**Problem requirements**
Every line below between the one holding "- [x] Define" and the one holding "-31,7 +31,7 @@", inclusive, should be copied exactly, and no other line.

**Records provided**

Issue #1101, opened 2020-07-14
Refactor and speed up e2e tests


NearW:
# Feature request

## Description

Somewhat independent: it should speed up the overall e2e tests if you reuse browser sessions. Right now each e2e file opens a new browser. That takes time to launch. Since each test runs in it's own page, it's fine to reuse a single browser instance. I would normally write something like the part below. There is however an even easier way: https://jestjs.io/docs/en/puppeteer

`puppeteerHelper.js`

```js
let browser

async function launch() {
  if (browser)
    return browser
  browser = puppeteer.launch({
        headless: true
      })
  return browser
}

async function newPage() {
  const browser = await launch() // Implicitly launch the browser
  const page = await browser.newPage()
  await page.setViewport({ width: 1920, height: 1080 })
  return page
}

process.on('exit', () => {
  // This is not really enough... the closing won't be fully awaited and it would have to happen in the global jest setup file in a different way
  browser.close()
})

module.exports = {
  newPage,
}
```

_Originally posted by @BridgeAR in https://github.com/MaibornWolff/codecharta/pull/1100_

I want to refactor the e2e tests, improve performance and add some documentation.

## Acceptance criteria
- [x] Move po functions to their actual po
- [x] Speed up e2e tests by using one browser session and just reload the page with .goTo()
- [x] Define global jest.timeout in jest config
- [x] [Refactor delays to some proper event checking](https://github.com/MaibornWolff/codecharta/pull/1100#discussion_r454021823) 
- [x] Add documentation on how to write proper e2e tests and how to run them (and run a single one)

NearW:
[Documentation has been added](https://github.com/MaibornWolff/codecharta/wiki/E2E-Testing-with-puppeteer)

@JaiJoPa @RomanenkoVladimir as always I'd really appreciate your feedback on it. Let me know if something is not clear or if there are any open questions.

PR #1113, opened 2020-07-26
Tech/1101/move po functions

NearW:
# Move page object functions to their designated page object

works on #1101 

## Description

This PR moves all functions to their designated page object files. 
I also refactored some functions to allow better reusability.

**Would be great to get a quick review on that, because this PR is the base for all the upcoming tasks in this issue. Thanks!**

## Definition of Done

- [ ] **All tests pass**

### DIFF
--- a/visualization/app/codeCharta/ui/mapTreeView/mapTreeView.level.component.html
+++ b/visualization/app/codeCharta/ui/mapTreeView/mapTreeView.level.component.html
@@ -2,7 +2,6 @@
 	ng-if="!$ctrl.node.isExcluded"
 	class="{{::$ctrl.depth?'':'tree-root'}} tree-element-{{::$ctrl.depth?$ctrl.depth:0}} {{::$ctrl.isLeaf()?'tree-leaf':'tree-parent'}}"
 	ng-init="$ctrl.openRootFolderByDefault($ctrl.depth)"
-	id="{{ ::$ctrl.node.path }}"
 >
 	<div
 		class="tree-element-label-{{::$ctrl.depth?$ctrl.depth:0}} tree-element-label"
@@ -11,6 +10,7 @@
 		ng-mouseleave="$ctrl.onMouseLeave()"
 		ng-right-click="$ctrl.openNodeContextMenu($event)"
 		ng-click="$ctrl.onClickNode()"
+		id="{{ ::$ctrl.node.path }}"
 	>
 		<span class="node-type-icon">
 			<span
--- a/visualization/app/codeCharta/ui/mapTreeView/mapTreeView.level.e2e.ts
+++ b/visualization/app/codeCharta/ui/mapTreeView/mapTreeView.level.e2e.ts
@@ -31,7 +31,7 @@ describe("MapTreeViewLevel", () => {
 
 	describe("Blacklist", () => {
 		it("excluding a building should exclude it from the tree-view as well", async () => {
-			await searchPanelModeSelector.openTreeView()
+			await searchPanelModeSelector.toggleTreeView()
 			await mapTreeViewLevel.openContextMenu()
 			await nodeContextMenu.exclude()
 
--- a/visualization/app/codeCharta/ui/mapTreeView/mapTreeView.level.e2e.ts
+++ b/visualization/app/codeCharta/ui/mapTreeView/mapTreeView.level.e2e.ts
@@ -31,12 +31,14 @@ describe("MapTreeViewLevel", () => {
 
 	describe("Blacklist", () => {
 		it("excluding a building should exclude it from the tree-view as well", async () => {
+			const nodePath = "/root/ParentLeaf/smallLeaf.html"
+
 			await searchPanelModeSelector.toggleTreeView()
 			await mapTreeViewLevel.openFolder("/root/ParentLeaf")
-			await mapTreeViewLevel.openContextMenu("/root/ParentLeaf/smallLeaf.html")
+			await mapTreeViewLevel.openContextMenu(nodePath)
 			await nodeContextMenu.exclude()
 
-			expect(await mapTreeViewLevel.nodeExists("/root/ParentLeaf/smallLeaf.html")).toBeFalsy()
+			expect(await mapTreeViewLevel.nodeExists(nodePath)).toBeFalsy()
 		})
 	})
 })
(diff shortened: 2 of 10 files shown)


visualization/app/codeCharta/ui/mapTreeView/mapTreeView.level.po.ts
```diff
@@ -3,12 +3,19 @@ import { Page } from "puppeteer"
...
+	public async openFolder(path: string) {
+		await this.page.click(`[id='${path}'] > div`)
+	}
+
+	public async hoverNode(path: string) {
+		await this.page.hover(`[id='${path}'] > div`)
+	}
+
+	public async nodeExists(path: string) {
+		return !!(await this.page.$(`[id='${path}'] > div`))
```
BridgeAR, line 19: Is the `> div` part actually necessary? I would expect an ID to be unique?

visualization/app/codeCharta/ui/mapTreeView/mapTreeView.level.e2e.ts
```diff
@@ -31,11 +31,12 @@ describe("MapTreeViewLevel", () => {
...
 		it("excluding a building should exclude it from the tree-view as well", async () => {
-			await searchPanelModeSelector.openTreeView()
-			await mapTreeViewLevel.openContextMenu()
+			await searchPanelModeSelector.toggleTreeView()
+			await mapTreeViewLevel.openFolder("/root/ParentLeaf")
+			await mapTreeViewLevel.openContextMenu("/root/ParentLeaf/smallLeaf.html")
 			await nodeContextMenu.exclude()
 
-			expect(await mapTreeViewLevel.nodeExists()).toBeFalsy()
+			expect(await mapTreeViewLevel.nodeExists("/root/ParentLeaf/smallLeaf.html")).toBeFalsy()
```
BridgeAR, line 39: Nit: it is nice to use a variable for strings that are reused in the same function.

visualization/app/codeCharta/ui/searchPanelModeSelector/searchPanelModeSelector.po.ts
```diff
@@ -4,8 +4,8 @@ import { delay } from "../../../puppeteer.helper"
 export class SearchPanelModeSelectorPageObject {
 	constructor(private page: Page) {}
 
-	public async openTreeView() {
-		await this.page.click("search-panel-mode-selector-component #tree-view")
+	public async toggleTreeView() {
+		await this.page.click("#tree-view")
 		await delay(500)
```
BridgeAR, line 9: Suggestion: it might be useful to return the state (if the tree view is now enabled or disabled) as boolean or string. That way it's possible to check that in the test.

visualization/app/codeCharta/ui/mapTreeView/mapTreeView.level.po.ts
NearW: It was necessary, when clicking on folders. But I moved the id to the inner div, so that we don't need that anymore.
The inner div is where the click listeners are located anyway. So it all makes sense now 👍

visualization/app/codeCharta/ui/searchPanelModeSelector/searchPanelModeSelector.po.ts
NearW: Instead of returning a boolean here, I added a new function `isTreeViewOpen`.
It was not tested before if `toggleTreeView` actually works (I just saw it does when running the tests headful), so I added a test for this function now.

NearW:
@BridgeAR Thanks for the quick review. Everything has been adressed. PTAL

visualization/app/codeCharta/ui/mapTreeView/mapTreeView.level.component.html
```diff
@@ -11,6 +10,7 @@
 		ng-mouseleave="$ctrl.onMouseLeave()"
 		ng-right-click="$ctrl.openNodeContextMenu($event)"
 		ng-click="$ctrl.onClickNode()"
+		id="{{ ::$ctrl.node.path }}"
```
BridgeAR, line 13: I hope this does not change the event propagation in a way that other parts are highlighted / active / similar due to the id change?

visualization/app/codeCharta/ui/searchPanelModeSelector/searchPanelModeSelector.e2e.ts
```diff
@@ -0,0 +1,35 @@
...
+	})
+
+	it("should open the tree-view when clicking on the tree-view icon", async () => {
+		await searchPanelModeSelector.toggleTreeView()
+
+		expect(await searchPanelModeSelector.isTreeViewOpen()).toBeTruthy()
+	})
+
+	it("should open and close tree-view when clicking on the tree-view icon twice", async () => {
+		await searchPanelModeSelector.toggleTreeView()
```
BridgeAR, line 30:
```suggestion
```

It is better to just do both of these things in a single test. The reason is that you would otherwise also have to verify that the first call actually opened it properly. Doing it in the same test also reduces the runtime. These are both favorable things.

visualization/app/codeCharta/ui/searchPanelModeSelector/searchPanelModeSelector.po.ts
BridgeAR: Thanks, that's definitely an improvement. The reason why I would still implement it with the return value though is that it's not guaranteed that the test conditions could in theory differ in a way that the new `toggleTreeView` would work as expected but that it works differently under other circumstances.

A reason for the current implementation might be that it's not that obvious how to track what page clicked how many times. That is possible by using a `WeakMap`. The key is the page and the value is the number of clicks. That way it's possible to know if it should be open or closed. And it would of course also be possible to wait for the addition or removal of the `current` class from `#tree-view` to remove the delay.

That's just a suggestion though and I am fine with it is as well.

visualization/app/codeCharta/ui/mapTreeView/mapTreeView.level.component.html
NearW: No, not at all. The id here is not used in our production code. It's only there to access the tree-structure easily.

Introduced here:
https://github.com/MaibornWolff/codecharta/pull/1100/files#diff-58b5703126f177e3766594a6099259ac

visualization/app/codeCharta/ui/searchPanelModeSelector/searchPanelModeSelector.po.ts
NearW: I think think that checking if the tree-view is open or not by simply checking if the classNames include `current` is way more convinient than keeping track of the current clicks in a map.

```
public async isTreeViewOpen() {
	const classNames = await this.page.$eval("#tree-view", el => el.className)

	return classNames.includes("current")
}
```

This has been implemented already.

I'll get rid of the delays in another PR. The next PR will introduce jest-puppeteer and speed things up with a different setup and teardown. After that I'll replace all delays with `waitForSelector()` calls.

**Solution to this exercise**
- [x] Define global jest.timeout in jest config
- [x] [Refactor delays to some proper event checking](https://github.com/MaibornWolff/codecharta/pull/1100#discussion_r454021823) 
- [x] Add documentation on how to write proper e2e tests and how to run them (and run a single one)

NearW:
[Documentation has been added](https://github.com/MaibornWolff/codecharta/wiki/E2E-Testing-with-puppeteer)

@JaiJoPa @RomanenkoVladimir as always I'd really appreciate your feedback on it. Let me know if something is not clear or if there are any open questions.

PR #1113, opened 2020-07-26
Tech/1101/move po functions

NearW:
# Move page object functions to their designated page object

works on #1101 

## Description

This PR moves all functions to their designated page object files. 
I also refactored some functions to allow better reusability.

**Would be great to get a quick review on that, because this PR is the base for all the upcoming tasks in this issue. Thanks!**

## Definition of Done

- [ ] **All tests pass**

### DIFF
--- a/visualization/app/codeCharta/ui/mapTreeView/mapTreeView.level.component.html
+++ b/visualization/app/codeCharta/ui/mapTreeView/mapTreeView.level.component.html
@@ -2,7 +2,6 @@
 	ng-if="!$ctrl.node.isExcluded"
 	class="{{::$ctrl.depth?'':'tree-root'}} tree-element-{{::$ctrl.depth?$ctrl.depth:0}} {{::$ctrl.isLeaf()?'tree-leaf':'tree-parent'}}"
 	ng-init="$ctrl.openRootFolderByDefault($ctrl.depth)"
-	id="{{ ::$ctrl.node.path }}"
 >
 	<div
 		class="tree-element-label-{{::$ctrl.depth?$ctrl.depth:0}} tree-element-label"
@@ -11,6 +10,7 @@
 		ng-mouseleave="$ctrl.onMouseLeave()"
 		ng-right-click="$ctrl.openNodeContextMenu($event)"
 		ng-click="$ctrl.onClickNode()"
+		id="{{ ::$ctrl.node.path }}"
 	>
 		<span class="node-type-icon">
 			<span
--- a/visualization/app/codeCharta/ui/mapTreeView/mapTreeView.level.e2e.ts
+++ b/visualization/app/codeCharta/ui/mapTreeView/mapTreeView.level.e2e.ts
@@ -31,7 +31,7 @@ describe("MapTreeViewLevel", () => {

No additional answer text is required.